PR #10611, opened 2019-04-30
Appeal Status API bug fix and added logging

mc-usds:
Resolves #17976

### Description
Addressing a way that a hash could have possibly been returned instead of a string. Also added logging because this is a case that shouldn't be happening and will need to be investigated further once we have more information.

### Acceptance Criteria
- [ x] Code compiles correctly

### Testing Plan
1. Added a unit test for this edge case.

*Schema Changes Only*

* [ ] Column comments updated


spec/models/issue_spec.rb
```diff
@@ -195,6 +195,11 @@
       let(:codes) { %w[02 15 03 1234] }
       it { is_expected.to be_nil }
     end
+
+    context "when there are more levels than codes" do
+      let(:codes) { %w[01 01] }
+      it { is_expected.to eq("") }
```
pkarman: could we add a test here that Raven gets called as well? You can see an example of this:

https://github.com/department-of-veterans-affairs/caseflow/blob/master/spec/jobs/decision_issue_sync_job_spec.rb#L54

you'd want to stub `capture_message` instead of `capture_exception` and then check for it as else where in that other spec file.

app/models/issue.rb
```diff
@@ -273,6 +281,7 @@ def friendly_description_for_codes(code_array)
     issue_description
   end
   # rubocop:enable Metrics/CyclomaticComplexity
+  # rubocop:enable Metrics/PerceivedComplexity
```
pkarman: we're trying to avoid adding new exceptions, though in this case I think it's ok since the point is to capture data and then go back and fix this.

spec/models/issue_spec.rb
mc-usds: Added the stub call and the check if it's called.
-.-.-
**Task item**
Some lines above contain the word "usds". Copy each of them.

**Written response**
mc-usds:
mc-usds: Added the stub call and the check if it's called.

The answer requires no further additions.